Thereafter, SCPA 2307 was enacted effective August 2, 1995 the said statute is applicable to the estates of decedents dying after January 1, 1996. It provides that an attorney-draftsman of a will in which he is named as executor can receive full commissions only if the written disclosure of dual fees required by the statute was executed by the testator. In this case there is no written disclosure from the testator. Alternatively, the statute permits full commissions with respect to wills executed prior to January 1, 1996, if the attorney-executor establishes to the satisfaction of the court reasonable grounds to excuse the absence of a written acknowledgment. A Kings Probate Lawyer said that, in his affidavit submitted herein, petitioner argues that after he retired from practice in 1995, “I was unable to remain knowledgeable of current changes to New York State law, including changes to the Surrogate’s Court Procedure Act.” Petitioner’s affidavit does not indicate any attempt to make the required disclosure. Nevertheless, petitioner was licensed to practice as an attorney, both in 1971 when the will was drawn and in 1995 when the law changed.

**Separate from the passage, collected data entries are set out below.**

Issue #46, opened 2020-07-28
Option to return gravity in SI units


leouieda:
**Description of the desired feature**

In #42, a point was raised that it would be convenient to have an option the gravity calculation methods return values in SI units. This would be a temporary fix until we have proper unit support (#23) but it would be useful to have. We can always remove/deprecate it once units are added. 

It would mean adding the argument `si_units=False` to the `normal_gravity` method of `Ellipsoid` and `Sphere`. 

**Are you willing to help implement and maintain this feature?** Yes but welcome anyone who would like to do it

PR #69, opened 2020-11-09
Add option to return normal gravity in SI units

dabiged:
This PR adds an option to return gamma in SI units for the normal_gravity method in both the ellipsoid and sphere classes as per #46 .
I have included an example in the sphere docstring and added tests for both classes.

**Reminders**:

- [x] Add tests for new features or tests that would have caught the bug that you're fixing.
- [x] Add new public functions/methods/classes to `doc/api/index.rst` and the base `__init__.py` file for the package.
- [x] Write detailed docstrings for all functions/classes/methods. It often helps to design better code if you write the docstrings first.
- [x] If adding new functionality, add an example to the docstring, gallery, and/or tutorials.

### DIFF
--- a/boule/ellipsoid.py
+++ b/boule/ellipsoid.py
@@ -436,7 +436,7 @@ class Ellipsoid:
         height : float or array
             The ellipsoidal (geometric) height of computation the point (in
             meters).
-        si_units : bool 
+        si_units : bool
             Return the value in mGal (False, default) or SI units (True)
 
         Returns
--- a/boule/ellipsoid.py
+++ b/boule/ellipsoid.py
@@ -419,7 +419,7 @@ class Ellipsoid:
         big_d = k * radius * cos_latitude / (k + self.first_eccentricity ** 2)
         return k, big_z, big_d
 
-    def normal_gravity(self, latitude, height):
+    def normal_gravity(self, latitude, height, si_units=False):
         """
         Calculate normal gravity at any latitude and height.
 
@@ -436,6 +436,8 @@ class Ellipsoid:
         height : float or array
             The ellipsoidal (geometric) height of computation the point (in
             meters).
+        si_units : bool 
+            Return the value in mGal (False, default) or SI units (True)
 
         Returns
         -------
@@ -460,6 +462,8 @@ class Ellipsoid:
         )
         term3 = -cosbeta_l2 * b_l * self.angular_velocity ** 2
         gamma = (term1 + term2 + term3) / big_w
+        if si_units:
+            return gamma
         # Convert gamma from SI to mGal
         return gamma * 1e5
 
--- a/boule/ellipsoid.py
+++ b/boule/ellipsoid.py
@@ -419,7 +419,9 @@ class Ellipsoid:
         big_d = k * radius * cos_latitude / (k + self.first_eccentricity ** 2)
         return k, big_z, big_d
 
-    def normal_gravity(self, latitude, height, si_units=False):
+    def normal_gravity(
+        self, latitude, height, si_units=False
+    ):  # pylint: disable=too-many-locals
         """
         Calculate normal gravity at any latitude and height.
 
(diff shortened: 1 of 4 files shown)


boule/tests/test_ellipsoid.py
```diff
@@ -202,6 +202,20 @@ def test_normal_gravity_arrays(ellipsoid):
...
+    heights = np.zeros(3)
+    latitudes = np.array([-90, 90, 0])
+    gammas = np.array(
+        [ellipsoid.gravity_pole, ellipsoid.gravity_pole, ellipsoid.gravity_equator]
+    )
+    npt.assert_allclose(
+        gammas, ellipsoid.normal_gravity(latitudes, heights, si_units=True), rtol=rtol
+    )
+
+
```
leouieda, line 218: This could be replaced by another `parametrize` in line 190:

```python
@pytest.mark.parametrize("si_units", [False, True], ids=["mGal", "SI"])
@pytest.mark.parametrize("ellipsoid", ELLIPSOIDS, ids=ELLIPSOID_NAMES)
def test_normal_gravity_arrays(ellipsoid, si_units):
    "Compare normal gravity passing arrays as arguments instead of floats"
    ...
```

You'd also need an `if` to check if you need to convert the `gammas` list.

boule/tests/test_sphere.py
```diff
@@ -153,6 +153,26 @@ def test_normal_gravity_pole_equator(sphere):
...
+        gamma_pole, sphere.normal_gravity(-90, height, si_units=True), rtol=rtol
+    )
+    npt.assert_allclose(
+        gamma_pole, sphere.normal_gravity(90, height, si_units=True), rtol=rtol
+    )
+    npt.assert_allclose(
+        gamma_eq, sphere.normal_gravity(0, height, si_units=True), rtol=rtol
+    )
+
+
```
leouieda, line 175: Same thing here:

```python
@pytest.mark.parametrize("si_units", [False, True], ids=["mGal", "SI"])
def test_normal_gravity_pole_equator(sphere, si_units):
    """
    Compare normal gravity values at pole and equator
    """
```

leouieda (changes requested):
@dabiged looking good! I like that you already added the docstring sections and some doctests. I have a few suggestions for the tests. Basically, these can be combined with previous tests instead of having to copy the test function (using `pytest.mark.parametrize`).

dabiged:
First time using pytest :blush: 
Thanks for the pointers. It is much cleaner now.

boule/ellipsoid.py
```diff
@@ -419,7 +419,7 @@ def _spherical_to_geodetic_terms(self, spherical_latitude, radius):
         big_d = k * radius * cos_latitude / (k + self.first_eccentricity ** 2)
         return k, big_z, big_d
 
-    def normal_gravity(self, latitude, height):
+    def normal_gravity(self, latitude, height, si_units=False):
```
leouieda, line 422:
```suggestion
    def normal_gravity(self, latitude, height, si_units=False): # pylint: disable=too-many-locals
```

leouieda: This should make pylint stop complaining about too many variables. In this case, there is no way around it. You might need to run black again after this if the line is too long.

leouieda:
> First time using pytest 

@dabiged it's pretty sweet, right? I only learned about these tricks several years after picking it up.

All that is left now is pleasing pylint. I left a comment above and that should do the trick.

Also, please feel free to add yourself to `AUTHORS.md` (if you'd like of course). We use that to give attribution when we publish Zenodo archives of new versions. If you add yourself, we'd be happy to list you as co-author on the archives 🙂 This is entirely optional, of course.

leouieda (approved):

leouieda:
👍🏽 merged! Loving all the PRs coming in @dabiged 🙂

The issues in this case are whether petitioner-executor is entitled to his full commission, notwithstanding the failure of the testator to make written disclosure of dual fees as required by the statute; and whether the fact that petitioner had retired from the practice of law and has hired separate counsel to represent him as executor of the estate are reasonable grounds to excuse the absence of the written acknowledgement.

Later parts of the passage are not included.